# Anaconda Package Data Quickstart

This notebook gives you easy access to package download stats. See the [README](https://github.com/ContinuumIO/anaconda-package-data/blob/master/README.md#quickstart) for setup instructions.

## Settings

First set the parameters for the data you want. Below are the parameters and allowed values. All except year and month must be formatted as strings. Year and month must be integers.

#### Required

*year*, *month* - the year (e.g., 2024) and month (e.g., 4, for April) of interest. The data will be given for that month, with a graph showing daily downloads within that month. Single-digit months must not be preceded with a zero.

#### Optional

If any of the the settings below are not given, then the data for all options will be included.

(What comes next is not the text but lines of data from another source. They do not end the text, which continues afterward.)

PR #129, opened 2026-07-28
fix: read config.toml on Windows

### LINKED ISSUE #124: config.toml is never read on Windows
## What happened

On Windows, `config.toml` is never read. Every key in it is ignored, with no error. I set
`tree_max_cols` and nothing changed, and I assumed for a long time that the setting did not work.

The cause is a chain, and each link is reasonable on its own:

1. `config_path` looks at `HERDR_PLUGIN_CONFIG_DIR`, then `$XDG_CONFIG_HOME`, then `$HOME`.
2. herdr sets `HERDR_PLUGIN_CONFIG_DIR` only for a pane it spawns from the manifest.
3. The Windows launchers cannot let herdr spawn the pane. `CreateProcessW` resolves the manifest's
   relative command against herdr's own directory and fails with error 3, which the scripts already
   document. So they run `pane split` plus `pane run <absolute .exe>` instead, and that pane is a
   plain PowerShell shell with no plugin environment.
4. Windows sets neither `XDG_CONFIG_HOME` nor `HOME`. It sets `USERPROFILE`, which `config_path`
   does not consult.
5. The path therefore resolves to a relative `.config/herdr-file-viewer/config.toml`, and
   `load_config` refuses to read a non-absolute path.

That last refusal is correct. A config file can set the `editor` command, so reading one from the
working directory would let any repository you open run a command of its choosing. The gap is that
nothing absolute was ever found on Windows.

I expected the file at `herdr plugin config-dir herdr-file-viewer` to be read, the way it is on
Linux and macOS.

## Steps to reproduce

1. On Windows, install the plugin and open the viewer with the `open-file-viewer-windows` action.
2. Put `tree_max_cols = 70` in the file printed by `herdr plugin config-dir herdr-file-viewer`.
3. Reopen the pane. The tree is still capped at the default 30 columns.
4. Open the `?` overlay, Settings tab. Every value is the built-in default.
5. Launch the same pane with `--env HERDR_PLUGIN_CONFIG_DIR=<that directory>` and the setting
   applies.

## Environment

- Plugin version: 1.14.0

## Logs / screenshots

Nothing is logged. A missing config file is the normal case, so the load path treats "not found"
as unremarkable, which is what makes this hard to spot.

## A note on the fix

Two parts. The Windows launchers can ask herdr for the directory with
`plugin config-dir herdr-file-viewer` and pass it on with `--env`, which fixes the herdr-managed
file. And `config_path` can fall back to `%USERPROFILE%\.config` when `HOME` and `XDG_CONFIG_HOME`
are absent, so a standalone `herdr-file-viewer.exe` can have a config file at all.

I have this working and will open a PR.

Jprnp:
## Summary

Make `config.toml` reachable on Windows. Today no key in it has any effect there, and nothing says
so.

The Windows launchers cannot let herdr spawn the pane from the manifest, because `CreateProcessW`
resolves the relative command against herdr's own directory and fails with error 3. The scripts
already document that and spawn the viewer themselves by absolute path. That pane is a plain shell,
and herdr injects `HERDR_PLUGIN_CONFIG_DIR` only into panes it spawns. The viewer then fell through
to `$XDG_CONFIG_HOME` and `$HOME`, neither of which Windows sets, resolved a relative path, and
`load_config` refused to read it.

That refusal is right and I have not touched it. A config file can set the `editor` command, so
reading one relative to the working directory would let any repository you open supply a command.
The gap was that nothing absolute was ever found.

## Changes

- `scripts/open-file-viewer.ps1` and `scripts/open-file-viewer-tab.ps1`: ask herdr for the directory
  with `plugin config-dir herdr-file-viewer` and pass it to the new pane or tab with `--env`. A
  failure returns an empty string and the launch proceeds on built-in defaults, so this cannot stop
  the viewer from opening.
- `src/config.rs`: `config_path` falls back to `%USERPROFILE%\.config` when `HOME` and
  `XDG_CONFIG_HOME` are both absent, so a standalone `herdr-file-viewer.exe` can have a config file
  at all. `HOME` still wins where both are set, since a shell that sets it chose to.
- Two resolver tests for the new arm and its precedence, and a content guard in
  `tests/launcher_content.rs` so the launchers cannot silently lose the variable again. That file is
  deliberately not Windows-gated, so it runs on the required matrix.
- `docs/configuration.md` and a `CHANGELOG.md` entry.

## Test plan

- [x] `cargo test` is green
- [x] Docs updated in this PR (CHANGELOG + `docs/configuration.md`)
- [x] Verified live on Windows 11: opened the pane through the `open-file-viewer-windows` action
      with no environment set by hand, and a `tree_max_cols` value in the herdr-managed config.toml
      took effect, with the `?` overlay's Settings tab showing it. Before the change the same file
      was ignored and Settings showed only defaults.

## Related

Closes #124


smarzban:
Thanks @Jprnp 🙌🏻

*data_source* - the channel for which you want download stats, as a string. Must be one of: "conda-forge", "anaconda", "bioconda", "nvidia", "rapidsai-nightly", "rapidsai", "pyviz", "rdkit", "plotly".

*pkg_name* - the name of the conda package for which you want download statistics. Examples: "pandas", "numpy", "scikit-learn".

*pkg_version* - the version of interest. Must be the _full_ version as listed via `conda search`.

*pkg_platform* - the target platform of interest. Examples: "linux-64", "linux-aarch-64", "win-64".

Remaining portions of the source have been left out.